**Your goal:** Whenever a line carries the word "output", pull it out of the entries.

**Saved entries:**
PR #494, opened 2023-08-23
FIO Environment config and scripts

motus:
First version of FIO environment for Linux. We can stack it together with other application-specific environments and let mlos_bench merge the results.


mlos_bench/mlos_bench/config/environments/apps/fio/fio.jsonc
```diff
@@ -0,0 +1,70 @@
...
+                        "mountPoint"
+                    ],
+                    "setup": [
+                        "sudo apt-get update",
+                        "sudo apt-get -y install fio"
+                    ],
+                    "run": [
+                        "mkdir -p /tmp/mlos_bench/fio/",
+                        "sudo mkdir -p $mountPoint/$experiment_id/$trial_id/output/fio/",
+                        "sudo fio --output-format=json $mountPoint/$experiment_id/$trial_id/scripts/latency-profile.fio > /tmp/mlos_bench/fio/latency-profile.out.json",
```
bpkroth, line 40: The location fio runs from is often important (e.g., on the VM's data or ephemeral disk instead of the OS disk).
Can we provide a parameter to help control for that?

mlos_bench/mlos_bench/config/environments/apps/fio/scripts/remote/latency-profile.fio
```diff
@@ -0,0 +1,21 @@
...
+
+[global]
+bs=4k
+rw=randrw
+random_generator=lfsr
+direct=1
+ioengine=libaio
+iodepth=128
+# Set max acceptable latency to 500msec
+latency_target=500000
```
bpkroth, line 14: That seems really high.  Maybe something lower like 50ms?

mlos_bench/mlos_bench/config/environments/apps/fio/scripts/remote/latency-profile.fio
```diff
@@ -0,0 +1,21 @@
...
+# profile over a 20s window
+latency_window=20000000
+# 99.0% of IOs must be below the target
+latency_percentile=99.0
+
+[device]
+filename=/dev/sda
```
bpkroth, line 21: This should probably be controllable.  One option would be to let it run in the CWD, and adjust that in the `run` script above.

--

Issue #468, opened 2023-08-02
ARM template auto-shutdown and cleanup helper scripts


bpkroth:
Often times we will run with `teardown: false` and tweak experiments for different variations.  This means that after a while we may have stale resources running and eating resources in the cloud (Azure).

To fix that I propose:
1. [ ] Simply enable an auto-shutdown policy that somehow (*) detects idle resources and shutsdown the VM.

**Solution to the exercise:**
+                        "sudo mkdir -p $mountPoint/$experiment_id/$trial_id/output/fio/",
+                        "sudo fio --output-format=json $mountPoint/$experiment_id/$trial_id/scripts/latency-profile.fio > /tmp/mlos_bench/fio/latency-profile.out.json",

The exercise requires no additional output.